ABOUT THIS EXERCISE:
Going line by line through the entries below, count those that contain "like". Give the number by itself.

INPUT:

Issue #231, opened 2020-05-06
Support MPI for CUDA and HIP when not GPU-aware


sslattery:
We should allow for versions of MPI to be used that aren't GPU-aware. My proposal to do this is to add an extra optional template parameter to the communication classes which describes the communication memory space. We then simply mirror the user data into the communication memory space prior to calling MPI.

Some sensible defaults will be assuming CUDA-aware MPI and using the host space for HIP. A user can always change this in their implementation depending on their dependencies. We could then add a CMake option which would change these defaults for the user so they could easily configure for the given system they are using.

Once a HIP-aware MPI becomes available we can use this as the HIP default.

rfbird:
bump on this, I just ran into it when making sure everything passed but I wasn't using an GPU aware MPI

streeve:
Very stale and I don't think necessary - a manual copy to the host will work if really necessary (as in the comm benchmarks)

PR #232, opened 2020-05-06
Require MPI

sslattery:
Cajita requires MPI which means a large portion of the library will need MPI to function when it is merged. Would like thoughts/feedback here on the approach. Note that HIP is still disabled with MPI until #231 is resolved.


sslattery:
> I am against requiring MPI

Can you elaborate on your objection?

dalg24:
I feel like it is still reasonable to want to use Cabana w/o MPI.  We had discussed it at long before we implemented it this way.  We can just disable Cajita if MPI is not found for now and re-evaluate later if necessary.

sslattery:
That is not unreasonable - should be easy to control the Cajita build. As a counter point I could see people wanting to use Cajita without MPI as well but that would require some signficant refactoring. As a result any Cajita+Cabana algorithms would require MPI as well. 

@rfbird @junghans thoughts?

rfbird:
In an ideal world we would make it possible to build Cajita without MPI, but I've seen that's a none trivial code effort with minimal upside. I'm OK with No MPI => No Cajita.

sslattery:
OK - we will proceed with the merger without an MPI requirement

RESULT:
2